(ENTRIES SUPPLIED Opens)
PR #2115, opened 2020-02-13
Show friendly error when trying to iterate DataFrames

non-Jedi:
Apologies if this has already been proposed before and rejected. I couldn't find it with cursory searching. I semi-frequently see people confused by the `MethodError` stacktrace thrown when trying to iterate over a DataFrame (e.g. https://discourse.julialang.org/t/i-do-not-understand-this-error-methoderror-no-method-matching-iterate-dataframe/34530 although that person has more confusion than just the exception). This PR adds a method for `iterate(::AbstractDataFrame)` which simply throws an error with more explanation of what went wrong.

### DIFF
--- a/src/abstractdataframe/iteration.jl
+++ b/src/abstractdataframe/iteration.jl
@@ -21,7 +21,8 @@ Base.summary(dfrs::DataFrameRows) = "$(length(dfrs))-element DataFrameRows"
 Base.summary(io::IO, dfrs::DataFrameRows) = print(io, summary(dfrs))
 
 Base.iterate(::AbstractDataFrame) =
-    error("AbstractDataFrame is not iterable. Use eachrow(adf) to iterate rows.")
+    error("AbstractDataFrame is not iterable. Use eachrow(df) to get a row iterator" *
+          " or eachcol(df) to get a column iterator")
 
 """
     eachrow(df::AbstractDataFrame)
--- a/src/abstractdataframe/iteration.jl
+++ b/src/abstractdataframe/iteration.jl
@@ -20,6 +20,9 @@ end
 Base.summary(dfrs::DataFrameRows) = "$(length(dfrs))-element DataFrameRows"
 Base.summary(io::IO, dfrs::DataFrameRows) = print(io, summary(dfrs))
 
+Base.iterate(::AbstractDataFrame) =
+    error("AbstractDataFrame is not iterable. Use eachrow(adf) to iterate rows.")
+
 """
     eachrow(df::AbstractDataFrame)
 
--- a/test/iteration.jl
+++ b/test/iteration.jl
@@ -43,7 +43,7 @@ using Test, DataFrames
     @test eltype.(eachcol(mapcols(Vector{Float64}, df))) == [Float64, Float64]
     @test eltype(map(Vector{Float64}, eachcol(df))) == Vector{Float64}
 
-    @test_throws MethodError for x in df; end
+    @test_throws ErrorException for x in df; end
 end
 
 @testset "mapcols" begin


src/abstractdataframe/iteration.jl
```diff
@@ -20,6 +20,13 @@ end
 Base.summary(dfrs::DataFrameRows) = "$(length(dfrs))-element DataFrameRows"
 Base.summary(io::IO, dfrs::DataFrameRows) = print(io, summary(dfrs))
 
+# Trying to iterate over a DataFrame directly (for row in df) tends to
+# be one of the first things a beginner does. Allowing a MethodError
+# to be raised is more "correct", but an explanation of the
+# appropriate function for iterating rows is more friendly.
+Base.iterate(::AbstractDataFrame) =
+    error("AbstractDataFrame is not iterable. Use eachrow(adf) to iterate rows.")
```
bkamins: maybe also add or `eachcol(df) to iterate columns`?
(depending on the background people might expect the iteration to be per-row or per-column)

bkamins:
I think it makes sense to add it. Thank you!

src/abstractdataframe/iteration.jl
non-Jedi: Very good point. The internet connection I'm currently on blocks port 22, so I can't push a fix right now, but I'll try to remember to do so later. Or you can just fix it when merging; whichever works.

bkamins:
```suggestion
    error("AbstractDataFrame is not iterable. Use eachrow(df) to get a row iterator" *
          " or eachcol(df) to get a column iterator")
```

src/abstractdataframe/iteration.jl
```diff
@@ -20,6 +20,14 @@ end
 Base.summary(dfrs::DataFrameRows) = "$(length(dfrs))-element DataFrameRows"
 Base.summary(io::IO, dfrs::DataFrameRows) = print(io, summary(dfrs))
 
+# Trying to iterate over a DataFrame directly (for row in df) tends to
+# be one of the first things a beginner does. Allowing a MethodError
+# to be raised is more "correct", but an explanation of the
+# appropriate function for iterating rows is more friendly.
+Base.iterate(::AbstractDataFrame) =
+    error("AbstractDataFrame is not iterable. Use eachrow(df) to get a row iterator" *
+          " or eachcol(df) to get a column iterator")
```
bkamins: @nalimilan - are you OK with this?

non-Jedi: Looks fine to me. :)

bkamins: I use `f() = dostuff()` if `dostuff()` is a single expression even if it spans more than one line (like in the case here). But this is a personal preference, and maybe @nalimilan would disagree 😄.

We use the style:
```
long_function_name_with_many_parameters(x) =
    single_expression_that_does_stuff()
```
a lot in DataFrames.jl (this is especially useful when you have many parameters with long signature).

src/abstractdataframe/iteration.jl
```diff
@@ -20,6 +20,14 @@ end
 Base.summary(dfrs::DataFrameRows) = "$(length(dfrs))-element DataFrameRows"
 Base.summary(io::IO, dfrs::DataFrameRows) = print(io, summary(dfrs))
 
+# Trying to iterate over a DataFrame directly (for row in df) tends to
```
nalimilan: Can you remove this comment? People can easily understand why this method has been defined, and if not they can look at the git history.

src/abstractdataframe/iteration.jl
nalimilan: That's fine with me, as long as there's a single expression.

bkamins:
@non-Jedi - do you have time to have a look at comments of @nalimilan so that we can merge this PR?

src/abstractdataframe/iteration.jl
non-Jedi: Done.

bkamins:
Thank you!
(ENTRIES SUPPLIED Closes)
* [EXERCISE REQUIREMENTS] The only acceptable answer is a number: how many lines in the data above hold the word "just".

* [WRITTEN RESPONSE] 2